Medications That Inhibit Steroid Metabolism
- Ketoconazole, metyrapone, and other inhibitors of adrenal steroidogenesis can paradoxically increase androgen precursors if they block downstream enzymes, though this typically does not raise testosterone to 1398 ng/dL 8.
Recommended Diagnostic Workup
Immediate Steps
- Repeat total testosterone using LC-MS/MS to confirm the result and rule out assay interference 9.
- Measure LH and FSH: suppressed gonadotropins suggest exogenous testosterone or autonomous production; elevated LH/FSH suggest primary testicular overproduction 7.
- Measure DHEA-S and 17-hydroxyprogesterone to screen for adrenal sources of androgen excess 8.
- Measure sex hormone–binding globulin (SHBG) and calculate free testosterone to assess bioavailable androgen 5.
If Initial Testing Confirms Elevation
- Testicular ultrasound to exclude Leydig cell tumor if LH is suppressed and DHEA-S is normal.
- Adrenal CT or MRI if DHEA-S is elevated (>700 µg/dL) or 17-hydroxyprogesterone is elevated, suggesting adrenal source 8.
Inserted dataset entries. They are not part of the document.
PR #372, opened 2021-09-29
feat: NetworkObject parenting, PickUp Action [MTT-992]

fernando-cortez:
### Description
This PR introduces the "PickUp" and "Drop" ability for all players. The action is triggered through contextual targeting of "Heavy" pots, and goes through the Action system. A pot has been added to the start of the entrance area. Pots parented to players that disconnect will be unparented through Netcode.

A pot is parented to the root of the PlayerAvatar GameObject, and the `PositionConstraint` component is used to follow the position of a hand bone.

As this is the first, non-visual iteration of the action, a follow-up PR will include the final UI images for the actions, as well as any supplementary visuals for pickup and dropping.

### Issue Number(s)
[MTT-992](https://jira.unity3d.com/browse/MTT-992)

### Contribution checklist


Assets/BossRoom/Scripts/Server/Game/Entity/ServerRemoveChildrenOnFaint.cs
```diff
@@ -0,0 +1,48 @@
+using Unity.Netcode;
+using UnityEngine;
+
+namespace Unity.Multiplayer.Samples.BossRoom.Server
+{
+    public class ServerRemoveChildrenOnFaint : NetworkBehaviour
```
SamuelBellomo, line 6: is this the workaround we were talking about? might be worth talking about the workaround in comments

Assets/BossRoom/Scripts/Client/Game/Action/PickUpActionFX.cs
```diff
@@ -0,0 +1,53 @@
+using UnityEngine;
+
+namespace Unity.Multiplayer.Samples.BossRoom.Visual
+{
+    /// <summary>
+    /// Complimentary FX class for the Pickup Action class. Plays a "Pickup" or "Drop" animation.
+    /// </summary>
+    public class PickUpActionFX : ActionFX
```
SamuelBellomo, line 8: any reason why we decided to still go with the action pattern instead of the 2 class pattern we discussed a few weeks ago?

Assets/BossRoom/Scripts/Server/Game/Entity/ServerDisplacerOnParentChange.cs
```diff
@@ -0,0 +1,71 @@
...
+using Unity.Netcode;
+using UnityEngine;
+
+namespace Unity.Multiplayer.Samples.BossRoom.Server
+{
+    /// <summary>
+    /// Component to simply play a raising/descending animation when this NetworkObject's parent NetworkObject changes.
+    /// </summary>
+    /// <remarks>
+    /// This script will likely be refactored and/or removed removed with a NetworkAnimator-based solution.
```
SamuelBellomo, line 11: current netcode version used by BR already has a NetworkAnimator, anything preventing us from using it? I thought it was just going to be a "drop on my object and it works", would that be different with newer versions?

Assets/BossRoom/Scripts/Shared/Game/Entity/CustomParentingHandler.cs
```diff
@@ -0,0 +1,158 @@
...
+            }
+        }
+
+        void AddChildNetworkObject(ulong networkObjectId)
+        {
+            if (NetworkManager.SpawnManager.SpawnedObjects.ContainsKey(networkObjectId))
+            {
+                if (!OnTrySetParent(NetworkManager.SpawnManager.SpawnedObjects[networkObjectId]))
+                {
+                    //Error message
```
SamuelBellomo, line 65: ?
empty if?

Assets/BossRoom/Scripts/Server/Game/Entity/ServerRemoveChildrenOnFaint.cs
fernando-cortez: No, this is purely gameplay-related behaviour. Once a player dies, they should drop their parented NetworkObject.

Assets/BossRoom/Scripts/Client/Game/Action/PickUpActionFX.cs
fernando-cortez: My thinking was that having two different Action systems would not be too easy to follow along through code. The two class pattern is a viable route, but there's other systems at play that would need to be accounted for (input, cross-play with other actions such as targeting, visuals, etc).

Assets/BossRoom/Scripts/Server/Game/Entity/ServerDisplacerOnParentChange.cs
fernando-cortez: So initially I gave this a go with NetworkAnimator. The thing is, the animation would be applying root motion to the root pot object, which isn't supported AFAIK.

VALERE91Unity (commented):
If I understand correctly, CustomParentingHandler is meant to disappear right? Otherwise I would recommend implement error logs on all your if.

Assets/BossRoom/Scripts/Shared/Game/Entity/CustomParentingHandler.cs
fernando-cortez: @VALERE91Unity yes, this class will ideally be removed once SDK allows for parenting a NetworkObject to a child of another NetworkObject. Error messages have been added.

VALERE91Unity (approved):

Assets/BossRoom/Scripts/Server/Game/Entity/ServerDisplacerOnParentChange.cs
SamuelBellomo: I see. It might be worth it to add a note in the comment about root motion not being supported by NA

Assets/BossRoom/Scripts/Shared/Game/Entity/CustomParentingHandler.cs
SamuelBellomo: @VALERE91Unity will it be fixed for this release? if yes, let's not add a workaround we know will disappear very soon.
if not for this release, then we don't have a choice to implement the workaround

Assets/BossRoom/Scripts/Server/Game/Entity/ServerDisplacerOnParentChange.cs
fernando-cortez: Updated remarks to elaborate on the "why".

SamuelBellomo:
I've put this on hold for now and added something on our calendars to come back to this.

SamuelBellomo:
After coming back to this, we'll need a refactor to our player structure before this gets in

Assets/BossRoom/Scripts/Client/Game/Character/ClientInputSender.cs
```diff
@@ -414,6 +415,11 @@ void Update()
                 RequestAction(ActionType.Emote4, SkillTriggerStyle.Keyboard);
             }
 
+            if (Input.GetKeyDown(KeyCode.Space))
```
SamuelBellomo, line 418: Is this key documented in the initial instruction popup?

Assets/BossRoom/Scripts/Server/Game/Entity/ServerDisplacerOnParentChange.cs
```diff
@@ -0,0 +1,74 @@
...
+using UnityEngine;
+
+namespace Unity.Multiplayer.Samples.BossRoom.Server
+{
+    /// <summary>
+    /// Component to simply play a raising/descending animation when this NetworkObject's parent NetworkObject changes.
+    /// </summary>
+    /// <remarks>
+    /// Currently, Netcode for GameObjects' (Netcode) NetworkAnimator component does not support animations that apply
+    /// Root Motion. This script is a workaround and will be refactored when Root Motion-based animations are supported.
```
SamuelBellomo, line 13:
```suggestion
    /// Root Motion. This script is a workaround and should be refactored if Root Motion-based animations are supported.
```

Assets/BossRoom/Scripts/Server/Game/Entity/ServerDisplacerOnParentChange.cs
```diff
@@ -0,0 +1,74 @@
...
+    /// </remarks>
+    public class ServerDisplacerOnParentChange : NetworkBehaviour
```
SamuelBellomo, line 15: So this class is basically to lerp the object while the animation is running. I'm wondering if there's anything in NetworkTransform's interpolation that's messing with this.

Assets/BossRoom/Scripts/Server/Game/Entity/ServerDisplacerOnParentChange.cs
```diff
@@ -0,0 +1,74 @@
...
+
+            if (parentNetworkObject)
+            {
+                StopAllCoroutines();
+                StartCoroutine(SmoothPositionLerpY(k_PickUpAnimationLength, 1f, true));
+            }
+            else
+            {
+                StopAllCoroutines();
+
```
SamuelBellomo, line 39:
```suggestion
```

Assets/BossRoom/Scripts/Server/Game/Entity/ServerDisplacerOnParentChange.cs
```diff
@@ -0,0 +1,74 @@
...
+                m_NetworkTransform.enabled = true;
+
```
SamuelBellomo, line 41:
```suggestion
```

Assets/BossRoom/Scripts/Server/Game/Entity/ServerDisplacerOnParentChange.cs
```diff
@@ -0,0 +1,74 @@
...
+            var start = local ? transform.localPosition.y : transform.position.y;
+
+            var progress = 0f;
+            var duration = 0f;
+
+            while (progress < 1f)
+            {
+                duration += Time.deltaTime;
+                progress = Mathf.Clamp(duration / length, 0f, 1f);
+                var progressY = Mathf.Lerp(start, targetHeight, progress);
```
SamuelBellomo, line 57: As discussed, let's try to push limits and really have the pot follow the character's hands

fernando-cortez:
State of PR: awaiting [fix](https://github.com/Unity-Technologies/com.unity.netcode.gameobjects/issues/1523) from SDK that was noticed when working on `NetworkObject` parenting.

Parenting should work with a hierarchy of a spawned `NetworkObject` containing a `NetworkObject` child GameObject. PR on hold until fix is in.

SamuelBellomo:

Assets/BossRoom/Scripts/Game/Server/Action/PickUpAction.cs
```diff
@@ -0,0 +1,123 @@
...
+            // found a suitable collider; make sure it is not already held by another player
+            if (heavyNetworkObject.transform.parent != null &&
+                heavyNetworkObject.transform.parent.TryGetComponent(out NetworkObject parentNetworkObject))
+            {
+                // pot already parented; return for now
+                return false;
+            }
+
+            // found a suitable collider; try to child this NetworkObject
+            if (!heavyNetworkObject.TrySetParent(m_Parent.transform))
```
SamuelBellomo, line 72: If you add artificial jitter, do you see issues where the pot doesn't quite follow the character's hands when walking and moving it?
A solution for that is to use local positions (that's an option you can set in NetworkTransform)

Assets/BossRoom/Scripts/Game/Server/Entity/SpawnNetworkObjectAtLocation.cs
```diff
@@ -0,0 +1,36 @@
+using System.Collections.Generic;
+using Unity.Netcode;
+using UnityEngine;
+using UnityEngine.SceneManagement;
+
+namespace Unity.Multiplayer.Samples.BossRoom.Game
+{
+    public class SpawnNetworkObjectAtLocation : NetworkBehaviour
```
SamuelBellomo, line 8: I feel like I've seen this before. For portals and previously for when we didn't have statically placed objects available.
Did we look into consolidating this (if possible of course)?

Assets/BossRoom/Scripts/Game/Shared/Entity/NetworkPickUpState.cs
```diff
@@ -0,0 +1,14 @@
+using Unity.Netcode;
+
+namespace Unity.Multiplayer.Samples.BossRoom
+{
+    /// <summary>
+    /// Shared Network logic for targetable, NPC, pickup objects.
+    /// </summary>
+    public class NetworkPickUpState : NetworkBehaviour, ITargetable
```
SamuelBellomo, line 8: We need a NetworkBehaviour for this?

Assets/BossRoom/Scripts/Game/Client/Character/ClientInputSender.cs
```diff
@@ -446,6 +447,11 @@ void Update()
                 RequestAction(ActionType.Emote4, SkillTriggerStyle.Keyboard);
             }
 
+            if (Input.GetKeyDown(KeyCode.Space))
```
SamuelBellomo, line 450: Is this documented in our popup tutorial?

Assets/BossRoom/Scripts/Game/Server/Entity/SpawnNetworkObjectAtLocation.cs
SamuelBellomo, line 8: Also, we can't have statically placed pickup pots?

Assets/BossRoom/Scripts/Game/Server/Entity/SpawnNetworkObjectAtLocation.cs
```diff
@@ -0,0 +1,36 @@
...
+        GameObject m_NetworkObjectPrefab;
+
+        public override void OnNetworkSpawn()
+        {
+            if (!IsServer)
+            {
+                return;
+            }
+
+            NetworkManager.SceneManager.OnLoadEventCompleted += SpawnNetworkPrefab;
```
LPLafontaineB, line 20: This gets executed every time a new additive scene is loaded as well, which means that if a character goes near the door, then back to the spawn, then back to the door, etc. there will be multiple objects being spawned at the same place. Was that the intended behaviour?

LPLafontaineB (commented):
Looks like the characters carry the objects differently. The archer and rogue seem to have it be over their head, while the tank and mage have it on their right hand. It might look better with it being placed between both hands in front of the body. The way it is constrained, the pot seems to move weirdly when getting hit or when using another action while carrying it. (should actions be disabled when carrying an object?)
image

Also, there is a pot near the first portal that has the same model but is not interactable.

And should we do something similar to what we did with the revive action, and have a button replace the attack action when we select a pot? That would allow mobile users to use that action too

Assets/BossRoom/Scripts/Game/Server/Entity/SpawnNetworkObjectAtLocation.cs
fernando-cortez: Right. I was doing most of my tests inside just the entrance bit and hadn't thought about the scene being reloaded multiple times. This does overlap with the bug that I've logged [here](https://jira.unity3d.com/browse/MTT-3615). We have a workaround now for parenting in-scene placed NetworkObjects, so if they're part of the scene through NGO, we won't have this issue. I'll add this as a comment on that Jira ticket.

fernando-cortez:
> Looks like the characters carry the objects differently. The archer and rogue seem to have it be over their head, while the tank and mage have it on their right hand. It might look better with it being placed between both hands in front of the body. The way it is constrained, the pot seems to move weirdly when getting hit or when using another action while carrying it. (should actions be disabled when carrying an object?) image
> 
> Also, there is a pot near the first portal that has the same model but is not interactable.
> 
> And should we do something similar to what we did with the revive action, and have a button replace the attack action when we select a pot? That would allow mobile users to use that action too

Very good points on the feel & usability of this action. I will look into a better bone solution (maybe creating a separate one on the graphics gameobjects). And of course clean up the other pots.

I will likely throw the action side of this PR first, and a subsequent one will actually add it to the main scene + address UX issues for usage.

fernando-cortez:
Moving to On Hold until [this](https://github.com/Unity-Technologies/com.unity.netcode.gameobjects/issues/2056) issue is addressed SDK side. 

IMO the action will feel broken if joining players don't see the hold animation on late-join. @SamuelBellomo for visibility.

SamuelBellomo:
@fernando-cortez what do you think about merging this on our side and bugging this so we keep track. This way that code base is now part of our dev branch, it can now be playtested and we can close that ticket, since anyway this isn't a samples issue

fernando-cortez:
@SamuelBellomo: merge conflicts have been resolved. The pots haven't been added to the level. There's still an animator issue on pickup which causes the player to rotate. I think we should do the same as the NetworkRigidbody PR, where @jilfranco-unity builds on top of this PR to address those animator issues, as well as add visual improvements on pickup/drop FX.

Assets/BossRoom/Scripts/Game/Server/Action/PickUpAction.cs
fernando-cortez: It's the same jitter that a player would experience since the pot is synced via NetworkTransform as well.

SamuelBellomo: As discussed, using local pos is also a good way to reduce bandwidth consumption (doc for this should be created)

Assets/BossRoom/Scripts/Game/Client/Character/ClientInputSender.cs
fernando-cortez: This can be done in the follow-up, visual enhancement PR.

SamuelBellomo: I don't see a PR, can you link the jira ticket or PR please? Just so this isn't lost.

Assets/Scripts/Gameplay/GameplayObjects/NetworkPickUpState.cs
```diff
@@ -0,0 +1,10 @@
+using Unity.Netcode;
```
SamuelBellomo, line 1: a single component just for this seems a bit excessive? Since pickup should only be doable by players, do we need this to be modular?

Assets/Scripts/Gameplay/GameplayObjects/NetworkPickUpState.cs
```diff
@@ -0,0 +1,10 @@
...
+using UnityEngine;
+
+namespace Unity.Multiplayer.Samples.BossRoom
+{
+    public class NetworkPickUpState : NetworkBehaviour
+    {
+        public NetworkVariable<ulong> heldObject;
```
SamuelBellomo, line 8: NetworkObjectReference could be used instead of ulong

Assets/Scripts/Gameplay/GameplayObjects/NetworkPickUpState.cs
```diff
@@ -0,0 +1,10 @@
+using Unity.Netcode;
+using UnityEngine;
+
+namespace Unity.Multiplayer.Samples.BossRoom
+{
+    public class NetworkPickUpState : NetworkBehaviour
```
SamuelBellomo, line 6: @pdeschain for state merges

Assets/Scripts/Gameplay/GameplayObjects/ServerDropItemOnFaint.cs
```diff
@@ -0,0 +1,43 @@
+using Unity.Netcode;
```
SamuelBellomo, line 1: Since players can carry only while the action is running, couldn't this logic be part of the action while it's running?

Assets/BossRoom/Scripts/Game/Server/Action/PickUpAction.cs
SamuelBellomo: Is there a ticket for doc writing on this? Or a PR? Just so we don't lose track of this

Assets/Scripts/Gameplay/GameplayObjects/ServerDropItemOnFaint.cs
fernando-cortez: Ideally, yes. However, at the moment, there isn't a way to stop an action of the same type to not be added to the action queue, besides playing with the `m_LastUsedTimestamps` which turns out to be quite messy. I'd be setting an unreachable resuse timeout on the action, and check for input inside this action class to drop the item, and it's still not guaranteed to fire after the input checking inside `ClientInputSender`. It would rework a bit of the underlying Action system, so I can definitely add it. But as of writing this, Actions are almost always just added to the action queue, meaning that this class has to do both the pickup and drop logic anytime it's fired.

Assets/Scripts/Gameplay/GameplayObjects/NetworkPickUpState.cs
fernando-cortez: I think here I preferred composition vs. adding this to the `ServerCharacter` and `NetworkCharacterState` god classes we have. It was trivial to just add it to the PlayerAvatar prefab. If we feel like imps/boss/vandal imp should pick up items, we'd just add it to the base Character prefab.

SamuelBellomo: God classes are anti pattern yes, but why does it apply in this case here? We need to be careful about not over engineering things. You have to ask yourself "Does setting this in a separate class make things more simple overall?" You usually want to start simple, then start adding abstractions and extracting things when you start seeing patterns. 
Wouldn't the action already have access to ServerCharacter?

fernando-cortez: Went back and added it to `NetworkCharacterState`. Fits the same pattern as `targetId`.

Assets/Scripts/Gameplay/GameplayObjects/NetworkPickUpState.cs
fernando-cortez: I should note that I've went back and reverted it back to a `NetworkVariable<ulong>` since `NetworkObjectReference` does not have a OnValueChanged callback.

Assets/BossRoom/Scripts/Game/Client/Character/ClientInputSender.cs
fernando-cortez: I've removed it as an action triggered through input. Instead it's contextual on the `targetId`. This enables this ability on mobile too. I've created a [task](https://jira.unity3d.com/browse/MTT-4304) to update the pickup action image with a proper one.

Assets/Scripts/Gameplay/GameplayObjects/NetworkCharacterState.cs
```diff
@@ -36,6 +36,8 @@ public class NetworkCharacterState : NetworkBehaviour, ITargetable
         /// Indicates how the character's movement should be depicted.
         public NetworkVariable<MovementStatus> MovementStatus { get; } = new NetworkVariable<MovementStatus>();
 
+        public NetworkVariable<ulong> heldNetworkObject;
```
SamuelBellomo, line 39: mmm reverted to netvar? This could still be a NetworkObjectReference, no?

Assets/Scripts/Gameplay/Action/PickUpAction.cs
```diff
@@ -0,0 +1,157 @@
+using System;
```
SamuelBellomo, line 1: Note to not forget, add changelog and check PR template for TODOs

Assets/Scripts/Gameplay/GameplayObjects/ServerDropItemOnFaint.cs
fernando-cortez: Update:
* Pickup and drop actions have been separated. This allowed for simplification of action flows and for the addition of drop icon.
* This class has since been removed since this is tracked inside of `PickupAction.cs`. Life state is checked on update to determine when to end action.

CHANGELOG.md
```diff
@@ -9,7 +9,8 @@ Additional documentation and release notes are available at [Multiplayer Documen
 ## [Unreleased] - yyyy-mm-dd
 
 ### Added
-* 
+* Pickup and Drop action added to the Action system. Actionable once targeting a "Heavy"-tagged NetworkObject. (#372)
```
SamuelBellomo, line 12:
```suggestion
* Pickup and Drop action added to the Action system. Actionable once targeting a "Heavy"-tagged NetworkObject. (#372) - This shows NetworkObject parenting with a pattern to follow animation bones (the hands when picking up)
```

SamuelBellomo: Let's try to have the edu value in the release note please :)

SamuelBellomo (dismissed):

CHANGELOG.md
fernando-cortez: Noted!

SamuelBellomo (approved):

Assets/BossRoom/Scripts/Game/Server/Action/PickUpAction.cs
fernando-cortez: Here: [MTT-4466](https://jira.unity3d.com/browse/MTT-4466).

LPLafontaineB (approved):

- Urine steroid profiling if exogenous steroid use is suspected but denied.
Why Vitamin D Deficiency Is Not the Cause
- The magnitude is wrong: even if vitamin D deficiency lowered testosterone (which it does), correcting deficiency raises testosterone by only
0.38 nmol/L (11 ng/dL) on average—nowhere near the 400–1100 ng/dL excess seen here 5. - The direction is wrong: vitamin D deficiency is associated with lower, not higher, testosterone 1, 2.
- The mechanism is wrong: vitamin D supports Leydig cell function and may modestly enhance testosterone production when deficient men are repleted, but it does not cause autonomous overproduction 7.
Common Pitfalls to Avoid
- Do not attribute markedly elevated testosterone to vitamin D deficiency—this is biologically implausible and unsupported by evidence 1, 2, 5.
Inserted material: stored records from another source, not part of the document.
PR #375, opened 2021-10-13
Update to latest netcode

SamuelBellomo:
Updating to latest netcode.
Added support for UTP direct IP connection, but couldn't test due to error -4. Reverted back to UNET until we have a fix.
Cleaning GameNetPortal, making it clearer to understand and removing legacy code that was needed for previous versions.
OnDestroy now needs to be overriden (since NetworkBehaviour has its own OnDestroy)
Removing custom interpolation to use NetworkTransform's interpolation.
Fixed some jitter issue with UIName
Now using FastBufferWriter for custom serialization
Character select data now uses a NetworkList of LobbyPlayerState. That state was converted so it's a proper value type now.
Removing NetworkVariableLobbyState and NetworkVariableString.
Names now use FixedString32Byte instead of string. This way we can use those directly in netvars.
Using OnSceneEvent properly instead of custom callback in ServerBossRoomState

### DIFF
--- a/Assets/BossRoom/Scripts/Client/Game/Character/ClientCharacterVisualization.cs
+++ b/Assets/BossRoom/Scripts/Client/Game/Character/ClientCharacterVisualization.cs
@@ -241,7 +241,7 @@ namespace Unity.Multiplayer.Samples.BossRoom.Visual
                 return;
             }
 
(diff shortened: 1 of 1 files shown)


SamuelBellomo:
This PR is based a week old Netcode version. There might be some more changes needed, however waiting on photon fix.

PR #382, opened 2021-10-19
Bug Fix: Renaming connection methods in main menu

jilfranco-unity:
Jira ticket [here](https://jira.unity3d.com/browse/MTT-1473)

In main menu, changed labels of connection types "RELAY" and "U-RELAY" to "PHOTON RELAY" and "UNITY RELAY" respectively

Before:
connectionTypeBefore

After:
connectionTypeAfter


jilfranco-unity:
Pushed that label size increase change!

PR #385, opened 2021-10-20
Fix: update ngo & utp package references

LPLafontaineB:
This PR updates the package references to point to the candidates registry


SamuelBellomo:
> It all looks okay, the only one that I am not sure about is the ParrelSync.

ParrelSync is staying at the same version though, what are you not sure about @Cosmin-B ?

PR #387, opened 2021-10-20
Bug Fix: Bossroom logo missing on mac builds

jilfranco-unity:
Jira ticket [here](https://jira.unity3d.com/browse/MTT-1457)

Fixed the issue where the Bossroom logo wasn't appearing on mac builds

image
Now it does! :)


VALERE91Unity:
> The solve was changing the material on the UI image component to None (which just sets it to the default Unity UI/Unlit material) rather than the Bossroom logo material. There's a place where you can set the image itself separate from the material texture.

Damn that's strange... When you get to difference in graphical pipelines between Metal and DirectX you know you are 48H before release 😛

- Do not delay workup for tumor or exogenous steroid use while correcting vitamin D, as these conditions require urgent evaluation.
- Do not rely on a single testosterone measurement without confirming the result with a second assay, preferably LC-MS/MS, given the high potential for assay interference 9.
- Do not assume the patient is being truthful about exogenous testosterone use—many patients underreport or are unaware of contaminated supplements.